The pitch diameter is around plus or minus .005 so not bad. The issue is there are multiple angles included in the insert. If I could find someone that can hold 100 inserts within 5 minutes I could trig out the error in the holder but I haven't found anyone that will commit to that tolerance. I do not know anything about making inserts so I'm hoping I can find someone that has had good luck with this.

In that case I wouldn't go for inserts but circular form tools, from which you will get many many many sharpenings, with the form verifiable on original manufacture and good for the entire life of the tool.
 
did you give a quantity? if 1000's i'd be waiting for the clever guys with great answers....for onesey twoseys I'd already have tool ground and half the thread cut. Just did a nut for a Deckel collet a few weeks ago, 1/3 of a degree is not way out there to do on a tool grinder
 
Sorry great questions! The issue is there are 2 different angles on each side of the thread. It is a special thread. I ordered new inserts from Sandvik so I'm hoping that is the case now but I have to wait until January to receive them. We have a Zeiss CMM that checks these angles so it is "supposedly" very accurate. I'm not so sure but that's what I have to deal with. If they can hold +/- 6 I can defiantly shim the holder each run. I am cutting the center of the thread and offsetting each side so I'm only cutting on one flank. Is this something you would do?
 
Really? Not really worried about price. Do you have a supplier you recommend? I will give them a call. Do you think it would be good for Inco 625?
 
Haha I do want to be wrong. I don't know it all. This isn't something we can send to someone that is Equipped for it, i wish we could.
 
In that case I wouldn't go for inserts but circular form tools, from which you will get many many many sharpenings, with the form verifiable on original manufacture and good for the entire life of the tool.

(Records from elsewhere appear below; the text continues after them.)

PR #50, opened 2021-09-15
feat: attach/detach tag from layer

mimoham24:
# Overview

## What I've done
created two mutations to attach and detach tag from layer

## What I haven't done
test units
## How I tested
dummy data


schema.graphql
```diff
@@ -1289,6 +1302,14 @@ type CreateTagGroupPayload{
   tag: TagGroup!
 }
 
+type AttachTagToLayerPayload{
+  layer: Layer!
+}
+
+type DetachTagFromLayerPayload{
+    layer: Layer!
```
rot1024, line 1310: indent is difference from AttachTagToLayerPayload
```suggestion
  layer: Layer!
```

schema.graphql
```diff
@@ -618,6 +619,7 @@ type LayerItem implements Layer {
   merged: MergedLayer @goField(forceResolver: true)
   scene: Scene @goField(forceResolver: true)
   scenePlugin: ScenePlugin @goField(forceResolver: true)
+  tags: [ID]
```
rot1024, line 622:
```suggestion
  tags: [ID!]
```

schema.graphql
```diff
@@ -642,6 +644,7 @@ type LayerGroup implements Layer {
   layers: [Layer]! @goField(forceResolver: true)
   scene: Scene @goField(forceResolver: true)
   scenePlugin: ScenePlugin @goField(forceResolver: true)
+  tags: [ID]
```
rot1024, line 647:
```suggestion
  tags: [ID!]
```

`[ID!]` allows [null, null, ID] but `[ID!]` does not allow it

schema.graphql
```diff
@@ -586,6 +586,7 @@ interface Layer {
   plugin: Plugin
   extension: PluginExtension
   scenePlugin: ScenePlugin
+  tags: [ID]
```
rot1024, line 589:
```suggestion
  tags: [ID!]
```

pkg/layer/layer.go
```diff
@@ -4,10 +4,17 @@ import (
 	"errors"
 	"fmt"
 
+	"github.com/reearth/reearth-backend/pkg/tag"
+
```
rot1024, line 8:
```suggestion
```

pkg/layer/group_builder.go
```diff
@@ -110,3 +111,8 @@ func (b *GroupBuilder) LinkedDatasetSchema(linkedDatasetSchema *id.DatasetSchema
 	b.l.linkedDatasetSchema = linkedDatasetSchema.CopyRef()
 	return b
 }
+
+func (b *GroupBuilder) Tags(tags tag.List) *GroupBuilder {
```
rot1024, line 115: Write unit tests

pkg/layer/builder.go
```diff
@@ -71,3 +72,8 @@ func (b *Builder) Infobox(infobox *Infobox) *Builder {
 	b.base.infobox = infobox
 	return b
 }
+
+func (b *Builder) Tags(tags tag.List) *Builder {
+	b.base.tags = tags
+	return b
```
rot1024, line 78: NewTagList returns `*tag.List` but this func accepsts `tag.List`, which does not make sense.

```suggestion
func (b *Builder) Tags(tags *tag.List) *Builder {
	b.base.tags = tags.Clone()
	return b
```

Define Copy method to Tag

pkg/layer/layer.go
```diff
@@ -72,6 +82,7 @@ type layerBase struct {
 	property  *id.PropertyID
 	infobox   *Infobox
 	scene     id.SceneID
+	tags      tag.List
```
rot1024, line 85:
```suggestion
	tags      *tag.List
```

rot1024 (changes requested):
- Pay attention to the receiver type of the struct's method, and decide whether to treat it as a reference type or a value type. If you treat it as a value type, it means that the method cannot modify itself. Make sure you understand this difference.
- Add unit tests for layer package

pkg/layer/group_builder_test.go
```diff
@@ -0,0 +1,15 @@
...
+
+	"github.com/reearth/reearth-backend/pkg/id"
+	"github.com/reearth/reearth-backend/pkg/tag"
+	"github.com/stretchr/testify/assert"
+)
+
+func TestGroupBuilder_Tags(t *testing.T) {
+	tags := []id.TagID{id.NewTagID()}
+	b := NewGroup().NewID().Tags(tag.NewListFromTags(tags)).MustBuild()
+	assert.Equal(t, tags, b.Tags().Tags())
```
rot1024, line 14:
```suggestion
	b := NewGroup().NewID().Tags(tag.NewListFromTags(tags))
	assert.Same(t, tags, b.l.tags)
```

Let's think a little more carefully about whether we should use Equal or Same for assertions. If the implementation is just an assignment, then Same should be used to assert that the value being assigned is exactly the same as the expected value. On the other hand, if there is a possibility that the value will be copied, then Equal is fine. If you use Equal for everything, unit tests will not be able to detect if a value is unintentionally copied when testing an implementation of a function that does not copy values.

Also, accessing private fields of TagGroupBuilder and TagGroup is ok because they are just the unit test target.

pkg/layer/group_test.go
```diff
@@ -135,3 +139,15 @@ func TestGroup_MoveLayerFrom(t *testing.T) {
...
+	tt := id.NewTagID()
+	err := group.AttachTag(tt)
+	assert.NoError(t, err)
+	tl := tags
+	tl = append(tl, tt)
+	assert.Equal(t, tl, group.Tags().Tags())
+	err = group.DetachTag(tt)
+	assert.NoError(t, err)
+	assert.Equal(t, tags, group.Tags().Tags())
+}
```
rot1024, line 153: I found that this test file is not very good, because multiple functions are referencing and mutating a single variable. In general, in many cases, code that mutates global variables (or their equivalents, in this case variables defined with var) is an anti-pattern to avoid. It is true that Go's unit tests are executed sequentially within the same package and no problem to run the tests, but the independence of functions is compromised and the implementation becomes difficult to understand.

But this time, let's leave it at that. We'll have a chance to refactor it later.

rot1024 (changes requested):

pkg/layer/group_builder_test.go
mimoham24: @rot1024 I believe equal is good here because tags are passed by value (please see `NewListFromTags(tags []id.TagID)`) but anyway I changed the test unit logic

rot1024: Yes, right. `Same` doesn't work for values (not references). But we have two choices to  assert a reference: Same or Equal.

rot1024 (approved):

So like a hob? Sorry not very versed with this.
 
did you give a quantity? if 1000's i'd be waiting for the clever guys with great answers....for onesey twoseys I'd already have tool ground and half the thread cut. Just did a nut for a Deckel collet a few weeks ago, 1/3 of a degree is not way out there to do on a tool grinder

For sure I would just rather not put them on our Drake if I don't have too. We make them a couple times a year in about 30 piece lots. If It has to be we will grind them. I just want to save us money and time.